MATERIAL FOR THIS TASK →
PR #1190, opened 2019-11-09
Ensure "Run on web browser" respects network setting

sstur:
The current behavior is that clicking "Run on web browser" will always use the computer's LAN address, even if the user selected "Local" for the network setting. This even happens when the option `--host localhost` was specified on the `expo start` command, which is probably not what the user expects.

Note: this is a client-side hack, but it seems less intrusive than messing with `packages/dev-tools/server/graphql/GraphQLSchema.js`.


sstur:
I'm closing this in favor of #1191 which fixes it at the source of truth.

PR #1191, opened 2019-11-09
Ensure webAppUrl respects network setting (LAN/Local)

sstur:
The current behavior of `constructWebAppUrlAsync` is to always use the LAN IP, even if the user selected "Local" for the network setting (either in the UI or the option `--host localhost` was specified). This is probably not what the user expects.

Note: This is a better solution than #1190 since it fixes the issue at the source, where the URL is generated.


fson:
Makes sense, thanks for fixing this! 🙌

PR #1192, opened 2019-11-10
Moved `expo-cli optimize` to `npx expo-optimize`

EvanBacon:
## Why 

- make `expo-cli` and `xdl` more lean

## How

- use `ncc` to compile optimize into a single 
- extern sharp to reduce npx size to 449kB (down from 25,311kB)
- created deprecation notice when using legacy command which redirects the command to `expo-optimize` and pipes the logs.

## Questions

- [x] does the naming make sense? Users might think `expo-optimize` is a unimodule...


packages/expo-optimize/README.md
```diff
@@ -0,0 +1,59 @@
+# optimze
+
+Compress the assets in your React project. This library uses the natively powered package [Sharp](https://sharp.pixelplumbing.com) behind the scenes to optimally reduce your project's assets without creating any visual regressions.
```
sergeichestakov: Thanks for adding these docs. Looks good!

packages/expo-optimize/package.json
```diff
@@ -0,0 +1,53 @@
...
+    "expo-optimize": "./build/index.js"
+  },
+  "files": [
+    "build"
+  ],
+  "scripts": {
+    "prepare": "yarn run clean && yarn run build:prod",
+    "lint": "eslint .",
+    "watch": "yarn run build -w",
+    "build": "ncc build ./src/index.ts -o build/ --external @expo/image-utils",
```
fson: Can you explain how `ncc` helps here, if we leave `@expo/image-utils` as an external? Presumably `npx` will still have to download and install `@expo/image-utils` anyway?

packages/dev-tools/package.json
```diff
@@ -54,6 +54,7 @@
     "copy-to-clipboard": "^3.0.8",
     "emotion": "^8.0.5",
     "emotion-server": "^8.0.5",
+    "expo-optimize": "0.0.0",
```
fson: I don't think `expo-optimize` should be a dependency here.

packages/expo-cli/package.json
```diff
@@ -90,6 +90,7 @@
     "enquirer": "^2.3.2",
     "envinfo": "5.10.0",
     "es6-error": "3.2.0",
+    "expo-optimize": "0.0.0",
```
fson: Shouldn't we remove the dependency on `expo-optimize` from the default Expo CLI installation if we intend this to help with installation issues related to `@expo/image-utilts` / `sharp-cli`? Otherwise `npm i -g expo-cli` will still try to pull in Sharp.

EvanBacon: it's part of the deprecation. Running `expo optimize` will warn you to switch over for a little while.

packages/expo-optimize/package.json
EvanBacon: Because this package doesn't have an accessible API we don't need a types or source map file, `npx` will download the file significantly faster this way. It's using Webpack to compile the TS results down to one file, I was going to build my own implementation but this seemed to have everything I needed.

packages/expo-cli/src/commands/optimize.ts
```diff
@@ -18,31 +18,22 @@ export async function action(projectDir = './', options: Options = {}) {
...
-  }
-  return quality;
+  const args: string[] = [projectDir];
+
+  if (options.save) args.push('--save');
+  if (options.quality) args.push('--quality', options.quality);
+  if (options.include) args.push('--include', options.include);
+  if (options.exclude) args.push('--exclude', options.exclude);
+
+  const child = spawn(require.resolve('expo-optimize'), args);
```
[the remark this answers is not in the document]
EvanBacon: hmm I couldn't get that to work originally, will try again.

packages/expo-cli/package.json
fson: Sounds good to me

packages/expo-cli/src/commands/optimize.ts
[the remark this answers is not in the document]
EvanBacon: worked perfectly!

packages/dev-tools/package.json
EvanBacon: Will this still be able to resolve if we remove it? https://github.com/expo/expo-cli/pull/1192/files#diff-d087e14e7de95f68c0b8fac69087f279R571

fson: No it won't work unless it's a dependency. Could we spawn `npx` instead, or (maybe better) use `libnpx` (the programmatic API to npx) to run it?

EvanBacon: libnpx seems deprecated https://github.com/zkat/npx

EvanBacon: just using whichever globally installed npx module exists directly for now

PR #2315, opened 2020-06-26
fix(expo-cli): use user provided teamId, don't access appleCtx

wkozyra95:
fixes problem in credential manager when the user specifies push key manually and appleCtx is not intialized.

WORK TASK →
Output each line of the records above exactly, beginning at the first, and stop once the line containing "The current behavior is" has been output.

TASK SOLUTION →
PR #1190, opened 2019-11-09
Ensure "Run on web browser" respects network setting

sstur:
The current behavior is that clicking "Run on web browser" will always use the computer's LAN address, even if the user selected "Local" for the network setting. This even happens when the option `--host localhost` was specified on the `expo start` command, which is probably not what the user expects.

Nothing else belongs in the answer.